**Task requirements**: Go to the line containing "When the SAML" in the records below and retype from there through the final line, exactly.

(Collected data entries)

PR #574, opened 2022-04-20
Remove describe from PrepareContext due to slowdown

swenson:
### Description
We noticed a big slowdown in our queries that we bisected down to the
1.4.1 release.

Specifically, our `CREATE USER` statements went from around 250ms
duration to 1000ms+ duration after this change.

We noticed that in that release, that `snowflakeConn.PrepareContext`
method started making an additional call to describe the query.

When I deleted this extra call, the duration again dropped from 1000ms+
to 250ms.

I could be wrong, but I don't think this call is strictly necessary.

See https://github.com/hashicorp/vault-plugin-database-snowflake/issues/13
for some additional context.

### Checklist
- [x] Code compiles correctly
- [ ] All tests passing

### DIFF
--- a/connection.go
+++ b/connection.go
@@ -212,24 +212,6 @@ func (sc *snowflakeConn) PrepareContext(
 	if sc.rest == nil {
 		return nil, driver.ErrBadConn
 	}
-	noResult := isAsyncMode(ctx)
-	data, err := sc.exec(ctx, query, noResult, false, /* isInternal */
-		true /* describeOnly */, []driver.NamedValue{})
-	if err != nil {
-		if data != nil {
-			code, err := strconv.Atoi(data.Code)
-			if err != nil {
-				return nil, err
-			}
-			return nil, (&SnowflakeError{
-				Number:   code,
-				SQLState: data.Data.SQLState,
-				Message:  err.Error(),
-				QueryID:  data.Data.QueryID,
-			}).exceptionTelemetry(sc)
-		}
-		return nil, err
-	}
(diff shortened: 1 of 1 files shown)


sfc-gh-turbaszek:
@sfc-gh-kdama @sfc-gh-jbahk can one of you take a look? Also CI seems to be not building.

sfc-gh-jbahk:
The CI doesn't run because @swenson doesn't have the appropriate credentials. I created a PR https://github.com/snowflakedb/gosnowflake/pull/580 that tests this one. It fails because PrepareContext is indeed used.

May I ask why you need to call PrepareContext in the first place when creating a user?

cc: @sfc-gh-cshi

swenson:
@sfc-gh-jbahk It's a standard pattern we use -- we had always `Prepare`d before we `Exec`d. When we updated to the latest version of the driver, though, we had a major performance problem that was causing issues for our customers (who might be doing lots of user creations).

I narrowed it down to the change in this PR, which I believe was introduced in #332.

I say it doesn't appear "strictly necessary" because the `describe` check wasn't done before #332, and it appears that the `describe` is only used to check syntax? It seems to be an expensive way to check if the syntax is valid if it takes >4 times longer than the actual query.

sfc-gh-jbahk:
This PR has been merged here: https://github.com/snowflakedb/gosnowflake/pull/580, that modifies an existing test. Closing.

cc: @sfc-gh-cshi @sfc-gh-sbommakanty @sfc-gh-turbaszek

PR #580, opened 2022-05-16
Remove describe from PrepareContext due to slowdown (Test #574)

sfc-gh-jbahk:
We noticed a big slowdown in our queries that we bisected down to the
1.4.1 release.

Specifically, our `CREATE USER` statements went from around 250ms
duration to 1000ms+ duration after this change.

We noticed that in that release, that `snowflakeConn.PrepareContext`
method started making an additional call to describe the query.

When I deleted this extra call, the duration again dropped from 1000ms+
to 250ms.

I could be wrong, but I don't think this call is strictly necessary.

See https://github.com/hashicorp/vault-plugin-database-snowflake/issues/13
for some additional context.

### Description

### Checklist
- [ ] Code compiles correctly
- [ ] All tests passing

### DIFF
--- a/connection.go
+++ b/connection.go
@@ -212,24 +212,6 @@ func (sc *snowflakeConn) PrepareContext(
 	if sc.rest == nil {
 		return nil, driver.ErrBadConn
 	}
-	noResult := isAsyncMode(ctx)
-	data, err := sc.exec(ctx, query, noResult, false, /* isInternal */
-		true /* describeOnly */, []driver.NamedValue{})
-	if err != nil {
-		if data != nil {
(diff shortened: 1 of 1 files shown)


sfc-gh-cshi (approved):
Just have a concern if Prepare() is doing nothing, are we implementing right programming model.... Approve for now.

sfc-gh-jbahk:
Agree with @sfc-gh-cshi. Prepare() and PrepareContext() were implemented as placeholders to abide by the Golang SQL API, but should be investigated on whether it has actual usage such as binding.

PR #586, opened 2022-06-07
bind_uploader: don't allow more than 10M in upload buffer

srabraham:
Prior to this, the buffer maximum could be exceeded if a
column's byte count was >8

I'm unable to run the tests myself, so I'm not sure if this
breaks any of them. It does totally seem to resolve the
issue I've been having in trying to upload large batches
though!

### DIFF
--- a/bind_uploader.go
+++ b/bind_uploader.go
@@ -10,7 +10,6 @@ import (
 	"reflect"
 	"strconv"
 	"strings"
-	"unsafe"
 )
 
 const (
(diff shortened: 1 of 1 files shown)


bind_uploader.go
```diff
@@ -41,7 +38,7 @@ func (bu *bindUploader) upload(bindings []driver.NamedValue) (*execResponse, err
 	bu.fileCount = 0
 	var data *execResponse
 	for rowNum < len(bindingRows) {
-		for numBytes < inputStreamBufferSize && rowNum < len(bindingRows) {
+		for rowNum < len(bindingRows) && numBytes + len(bindingRows[rowNum]) < inputStreamBufferSize {
```
srabraham, line 41: note that the conditionals' ordering had to be swapped, since otherwise you can get a slice index out of bounds on the "bindingRows[rowNum]" part

PR #590, opened 2022-06-22
Add test for new statement type CALL

SimbaGithub:
### Description
Simba ticket 00383533
Add test case for new statement type for procedure call.
The server is adding a new statement type for procedure call in the query response send to client, the test case is to confirm if the driver works correctly with that.
The "alter session" query to enable the new statement type could fail if the server doesn't have the new behavior, so ignore that error to make the test case pass on server with old behavior, while the new behavior could be tested when it's rolled out on server side.

### Checklist
- [x] Code compiles correctly
- [x] All tests passing


sfc-gh-jbahk (approved):

SimbaGithub:
@sfc-gh-hchaturvedi It's now disabled in PR #622. Please review.

PR #620, opened 2022-07-13
Fixes external browser failed with encrypted SAML assertions

SimbaGithub:
### Description
Simba incident 00388511

When the SAML token encryption is enabled in the identity provider, the driver fails authenticating with an external browser because part of the token was trimmed.

### Checklist
- [x] Code compiles correctly
- [x] All tests passing


sfc-gh-jbahk (approved):

sfc-gh-hchaturvedi:
@SimbaGithub for the future please write a brief description of the fix and how it solves the problem.

PR #621, opened 2022-07-14
security: update apache/arrow to get security patches on gopkg.in/yaml.v3

dominicbarnes:
### Description

This PR updates `github.com/apache/arrow` with the primary goal being to land https://github.com/apache/arrow/pull/13322 that includes https://github.com/stretchr/testify/pull/1192 which ultimately updates `gopkg.in/yaml.v3` with security patches.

**Solution for this task**:
When the SAML token encryption is enabled in the identity provider, the driver fails authenticating with an external browser because part of the token was trimmed.

### Checklist
- [x] Code compiles correctly
- [x] All tests passing


sfc-gh-jbahk (approved):

sfc-gh-hchaturvedi:
@SimbaGithub for the future please write a brief description of the fix and how it solves the problem.

PR #621, opened 2022-07-14
security: update apache/arrow to get security patches on gopkg.in/yaml.v3

dominicbarnes:
### Description

This PR updates `github.com/apache/arrow` with the primary goal being to land https://github.com/apache/arrow/pull/13322 that includes https://github.com/stretchr/testify/pull/1192 which ultimately updates `gopkg.in/yaml.v3` with security patches.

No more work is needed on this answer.